PR #8017, opened 2020-07-15
MRG, BUG: Fix legend bgcolor and Travis macOS

larsoner:
Non-scraping-related parts of #7927, which is on hold until we figure out how to avoid memory problems.


agramfort:
thx @larsoner

PR #8560, opened 2020-11-23
VIZ, FIX: epochs.plot() scalebars missing

drammock:
This fixes missing scalebars (toggled by pressing `'s'`) on epochs plots, and adds a test that would have caught their missingness.


agramfort:
thx @drammock

PR #8567, opened 2020-11-24
DOC: update docstring for picks

drammock:
This adds a note to the docstring for most `picks` parameters, reminding users that explicitly passing a bad channel name or index will result in that bad channel being included.  It also slightly refactors the picks docdict entries to make it easier to see what is included in each, and fixes a tiny bug where a space is missing between a word and a `(`.

note that the docstrings for ICA viz functions that have picks parameters do not get this reminder, since they refer to components, not channels.

### DIFF
--- a/mne/utils/docs.py
+++ b/mne/utils/docs.py
@@ -429,27 +429,30 @@ axes : list of Axes | None
 """
 
 # Picks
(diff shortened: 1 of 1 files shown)


agramfort (approved):

larsoner:
Thanks @drammock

■ **What you should do**: Whenever a line in the records above contains the string "note", copy that line.

■ **Task answer**:
This adds a note to the docstring for most `picks` parameters, reminding users that explicitly passing a bad channel name or index will result in that bad channel being included.  It also slightly refactors the picks docdict entries to make it easier to see what is included in each, and fixes a tiny bug where a space is missing between a word and a `(`.
note that the docstrings for ICA viz functions that have picks parameters do not get this reminder, since they refer to components, not channels.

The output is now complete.